- [What is expected]: From the listing below, pull out the lines that hold "good".

- [Source material]:
########################################
PR #31, opened 2016-11-28
chore(config): update development configs

d3viant0ne:
* Ignores `vscode` in gitignore
* Adds an editorconfig with the https://github.com/angular/angular settings

### DIFF
--- a/.editorconfig
+++ b/.editorconfig
@@ -1,0 +1,15 @@
+# http://editorconfig.org
+
+root = true
+
+[*]
+charset = utf-8
+indent_style = space
+indent_size = 2
+end_of_line = lf
+insert_final_newline = true
+trim_trailing_whitespace = true
+
+[*.md]
+insert_final_newline = false
+trim_trailing_whitespace = false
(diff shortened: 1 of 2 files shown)


ThomasBurleson:
@d3viant0ne - If the `.vscode/` a directory of editor configurations, it should not be in github; so the ignore is correct. Why do you want to version manage the .vscode ?

d3viant0ne:
I set it to ignore the `.vscode` directory. As it stands right now, if you use the bundled TypeScript version with current Visual Studio Code or create launch / debug configurations ...

screen shot 2016-11-28 at 1 29 10 pm

You end up with ...

screen shot 2016-11-28 at 1 29 29 pm

It should be ignored unless you want to add a vscode configuration for the project.

As far as the editor configuration isn't specific to vscode, and just simplifies basic code formatting for projects. The configuration that is included is a `cmd + c` of that which is currently in angular.

d3viant0ne:
I can certainly add a `vscode` launch / debug configuration if you prefer that to ignoring it and letting people use their own.

Issue #39, opened 2016-12-12
 npm ERR! 404  '@angular/flex-layout' is not in the npm registry. npm ERR! 404 You should bug the author to publish it (or use the name yourself!)


smile2014:
npm ERR! 404  '@angular/flex-layout' is not in the npm registry.
npm ERR! 404 You should bug the author to publish it (or use the name yourself!)

fxck:
I wonder why..

https://github.com/angular/flex-layout/issues/35

https://github.com/angular/flex-layout/issues/30

![image](https://cloud.githubusercontent.com/assets/1303561/21097777/856421c2-c066-11e6-9469-6cb4cdda523b.png)

kuncevic:
I know a few more people including me who just cath that. It would of be great if the message **peanding feature** would of be better highlighted.

ThomasBurleson:
Fixed with SHA d3ea8ad.

smile2014:
thank you

2016-12-12 21:19 GMT+08:00 Thomas Burleson <notifications@github.com>:

Issue #35, opened 2016-12-09
install fails!


lgt:
so I try to install over npm 

`npm install @angular/flex-layout -save`

but I get 

`'@angular/flex-layout' is not in the npm registry.`

aveniri:
read the docs, it hasn't been published on npm yet

lgt:
actually I took from docs `npm install @angular/flex-layout -save`

https://github.com/angular/flex-layout#fast-start

lgt:
sorry I see now 
pending future

Issue #30, opened 2016-11-28
(bug): Package not published on npm


amcdnl:
The package is not published on npm

DzmitryShylovich:
https://github.com/angular/flex-layout#fast-start
> Note: With gulp build:components the files are depolyed to node_modules/@angular/flex-layout. The formal deploy process to npm (and use of npm i @angular/flex-layout) is not yet available and is pending public release of the Github repository!

d3viant0ne:
@DzmitryShylovich - It's not actually on npm per that documentation. Given it's pre-alpha state, i'm betting that's on purpose.

@amcdnl - I'm running a local build of it on an internal prod app where a pre-alpha oops isn't a big deal. What it does it does surprisingly well given that whole `pre-alpha` thing.

trainerbill:
To get this working I did the following:

1.  Clone the repo
2.  Remove "noEmitHelpers": true from tsconfig.  May be a bug?
3.  gulp build:components
4.  change package.json main and add types
```
"main": "dist/@angular/flex-layout/index.js",
"types": "dist/@angular/flex-layout/index.d.ts",
```
5.  copy the directory to your ng2 app node_modules folder
6.  Continue:  https://github.com/angular/flex-layout#application-usages

anyone know when this will hit NPM?

aberwag:
You can juste add this repo to your dependencies 

run this command (yout can change #master to your favorite branch or tag :wink:  )
```
npm install --save https://github.com/angular/flex-layout.git#master
```
result:
```
...
"@angular/flex-layout": "git+https://github.com/angular/flex-layout.git#master",
...
```

ThomasBurleson:
This will be resolve when v1.0.0-beta.1 is published to NPM.

trainerbill:
@ThomasBurleson Is there a timeframe on when a first version will be published to npm?  days/weeks/months?

amcdnl:
@aberwag - side note: u have to build it, that install doesn't run a build.

ThomasBurleson:
Use `gulp build:lib` and find the deployed files in `./dist/@angular/flex-layout`

ThomasBurleson:
Note: earlier commands have been deprecated. Please use `gulp build:release`

Issue #16, opened 2016-11-03
namespace prefix - identify best prefix use in markup and code


ThomasBurleson:
The current directives use `fx-` prefixes with as HTML markup:

*  `fx-layout`
*  `fx-layout-wrap`
*  `fx-layout-align`
*  `fx-flex`             
*  `fx-flex-fill`
*  `fx-flex-order`
*  `fx-flex-offset`
*  `fx-flex-align`

#### Questions

* Is the `fx-` namespace the best choice ?
* What about the `fxOnMediaQueryChanges` lifecycle method ?

ryancampbell:
Honestly I'd prefer to stick with flex- instead of fx-

ThomasBurleson:
Will not change. 

> Just as an aside this would be things like `flex-flex`... not good.

ThomasBurleson:
Angular team decision to use the `fx-` namespace prefixes.

ryancampbell:
Obviously you would just do flex-align, not flex-flex-align. Just like it was in Material 1. There was no good reason to change it, but sure fx- it is.

PR #40, opened 2016-12-12
chore(readme): put info about npm status on top

fxck:
should prevent these 

https://github.com/angular/flex-layout/issues/39
https://github.com/angular/flex-layout/issues/35
https://github.com/angular/flex-layout/issues/30

### DIFF
--- a/README.md
+++ b/README.md
@@ -1,3 +1,8 @@
+# 👷 not yet released on NPM
+See this [comment](https://github.com/angular/flex-layout/issues/30#issuecomment-265864269) for directions about building flex-layout manually.
+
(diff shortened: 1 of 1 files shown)


thmb:
Will beta version keep "fx" prefix for flex layout components or will it be change to "md" or something else?
What is the idea behind using another prefix if so? Thanks in advance.

fxck:
@thmb this is separate from material design, so definitely not `md`, as for fx vs flex, there was an issue about that https://github.com/angular/flex-layout/issues/16 and the result is that it will stay `fx`

PR #56, opened 2016-12-21
chore: es5 modules as entry point

DevVersion:
* Fixes inconsistent release packaging between `@angular/{core,material}`


ThomasBurleson:
@DevVersion - lgtm. thx.

PR #94, opened 2017-01-05
chore(demo-app): remove hammer.js from assets

d3viant0ne:
Removes the minified version of hammer.js in the assets folder of the demo-app as it is already using a CDN.


jelbourn:
LGTM

PR #98, opened 2017-01-06
chore: only publish artifacts once

DevVersion:
Right now Travis tries to publish the build artifacts to the `flex-layout-builds` repository for each mode.
Fortunately it still only published once, because Git doesn't allow re-publishing of the same git tags.

The issue has been fixed with version `0.0.7` of `travis-after-modes` (DevVersion/travis-after-modes@387328e)

This is similar to angular/material2@8470534


ThomasBurleson:
@DevVersion - thank you.

PR #99, opened 2017-01-06
Fix rxjs import

bowenni:


jelbourn:
LGTM

FYI @ThomasBurleson, importing from `'rxjs'` alone brings in the entire library with all operators vs. justing bringing in the parts you're using. We have a check in the material2 CI that blocks doing this.

PR #111, opened 2017-01-13
build: cleanup travis ci setup

DevVersion:
* Properly reports exit codes of the unit tests to Travis
* Updates Karma version
* Uses Yarn Installation from Travis CI container
* Runs Unit tests now against the latest Chrome & Firefox versions.
* Made the required tests less, so the tests finish quicker and run more stable.


DevVersion:
@ThomasBurleson Okay, as discussed, the CI is now exiting properly and the cleanup should be ready. And the failing unit tests are still present ;)

PR #121, opened 2017-01-21
fix(fxHide,fxShow): fix standalone breakpoint selectors

### LINKED ISSUE #59: template parse error when using only responsive selectors.
Developers currently must use the default API when one or more responsive APIs are defined.

Consider the following scenario where the default is `fxShow` and the responsive API defined is `fxShow.xs`:

```html
<div fxShow [fxShow.xs]="menuOpen" class="banner">
  I should hide and show
</div>  
```

The above ^ works fine. When I do not, however, specify the default non-responsive selector `fxShow`:

```html
<div [fxShow.xs]="menuOpen" class="banner">
  I should hide and show
</div>  
```

 then a Template Parse error occurs:

```terminal
Uncaught (in promise): Error: Template parse errors:
Can't bind to 'fxShow.xs' since it isn't a known property of 'div'. ("
    </button>
    
    <div [ERROR ->][fxShow.xs]="menuOpen" class="banner">
      I should hide and show
    </div>  
"): TestApp@5:9
Error: Template parse errors:
Can't bind to 'fxShow.xs' since it isn't a known property of 'div'. ("
    </button>
```

Here is the [Plunkr Demo](https://plnkr.co/edit/pZHpB08iaLiO865ieWPI?p=preview) that shows this.

> NOTE: this has also been reported in [/angular/issues/13645](https://github.com/angular/angular/issues/13645)

### LINKED ISSUE #62: selector fxHide.xs doesn't work
fxHide.[any-size] doesn't work (It doesn't hide an element)

### LINKED ISSUE #105: The hover circle on material md-icon button is off when using fx-show / hide
When using fx-show / hide in a md-icon-button, the hover circle is a few pixels off. Here's a screenshot:
image

ThomasBurleson:
* Many directive selectors were missing a `,` separator between the breakpoint-enabled selectors. 
  >  xs and gt-xs selectors were not delimited.
* **fxShow**, **fxHide** preserve and restore the element's original display CSS style
* added more tests standalone breakpoint selectors, disabled selectors, and deactivated mediaQueries
* The **fxHide** and **fxShow** should not change the display mode to `flex`. Instead
the display mode (when not `none`) should be the default (=== `block`) or the explicitly assigned display mode for that element.

fixes #62, fixes #105, closes #59.

### DIFF
--- a/src/demo-app/app/docs-layout-responsive/responsiveRowColumns.demo.ts
+++ b/src/demo-app/app/docs-layout-responsive/responsiveRowColumns.demo.ts
@@ -25,8 +25,7 @@ import {MatchMediaObservable} from "../../../lib/media-query/match-media";
                     [fxLayout.gt-lg]="firstColGtLg" 
                     fxFlex="50%" 
                     fxFlex.gt-sm="25"
-                    fxShow="true"
-                    fxShow.md="false" 
+                    fxHide.md 
                     (click)="toggleLayoutFor(1)" style="cursor: pointer;">
                 <div fxFlex>Col #1: First item in row</div>
                 <div fxFlex>Col #1: Second item in row</div>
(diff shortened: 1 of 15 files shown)


ThomasBurleson:
@jelbourn - ping for the caretaker.

PR #143, opened 2017-01-30
fix(api): restore element's display mode and more...

### LINKED ISSUE #140: fxHide / fxShow ignores breakpoint aliases
Tried in both FF & Chrome.
The following span is always hidden, although it should be shown when 'screen and (min-width: 960px) and (max-width: 1279px)'.

    <span fxHide fxShow.gt-xs>Text</span>

Another example:

    		<span fxHide.lg>text</span>

Never hides.

### LINKED ISSUE #141: fxHide breaks style of non-"display: box" elements
As part of a responsive UI, there are times when we want to hide some elements of our UI (not whole parts, just a bunch of elements e.g. an item's label) on small screens.

As an example, I'd expect the following to work so that on non-xs screens, it displays the label inline next to the icon, and on xs screens only the icon remains:

    <div>
        
        <span fxHide.xs>Label</span>
    </div>

The show/hide functionality now works as of `v2.0.0-beta.4`, but it looks like it toggles only between `display: none` and `display: block`, ignoring the actual display mode the element was in before `fxHide` got applied.

I think `fxHide` should take into account the element's actual display mode and not interfere with it.

ThomasBurleson:
*  fxShow and fxHide should restore original display modes when deactivating
*  combination uses of fxHide + fxShow should work properly
*  static uses of `fxHide=""` should hide the hosting elmement

fixes #140, fixes #141.

### DIFF
--- a/src/lib/flexbox/api/hide.spec.ts
+++ b/src/lib/flexbox/api/hide.spec.ts
@@ -17,7 +17,7 @@ import {ObservableMediaService} from '../../media-query/observable-media-service
 import {BreakPointsProvider} from '../../media-query/providers/break-points-provider';
 import {BreakPointRegistry} from '../../media-query/breakpoints/break-point-registry';
 
-import {customMatchers, expect} from '../../utils/testing/custom-matchers';
+import {customMatchers, expect, NgMatchers} from '../../utils/testing/custom-matchers';
 import {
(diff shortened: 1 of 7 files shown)


ThomasBurleson:
@d3viant0ne - please review and comment with LGTM if all good. Thx.

PR #145, opened 2017-01-30
fix(fxLayoutGap): skip hidden element nodes

### LINKED ISSUE #136: fxLayoutGap should consider hidden elements
When an item in a layout is hidden (usually conditionally) then fxLayoutGap should not apply a gap to the first displayed element

```html
<style>
   .col1{
    display:none !important;
  }
</style>
<div class="container" fxLayout="row" fxLayoutGap="16px">
  <div fxFlex class="col1">Div 1</div>
  <div fxFlex class="col2">Div 2</div>
  <div fxFlex class="col3">Div 3</div>
</div>
```

In this example `Div 2` should not have a gap in front of it.

ThomasBurleson:
fxLayoutGap should consider (and skip) hidden elements when applying layout-gap logic.

fixes #136.

### DIFF
--- a/src/lib/flexbox/api/base.ts
+++ b/src/lib/flexbox/api/base.ts
@@ -6,6 +6,10 @@
  * found in the LICENSE file at https://angular.io/license
  */
 import {ElementRef, Renderer, OnDestroy} from '@angular/core';
+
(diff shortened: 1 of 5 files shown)


ThomasBurleson:
@d3viant0ne - please review.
########################################
- [Output of the task]:
> Just as an aside this would be things like `flex-flex`... not good.
Obviously you would just do flex-align, not flex-flex-align. Just like it was in Material 1. There was no good reason to change it, but sure fx- it is.
@d3viant0ne - please review and comment with LGTM if all good. Thx.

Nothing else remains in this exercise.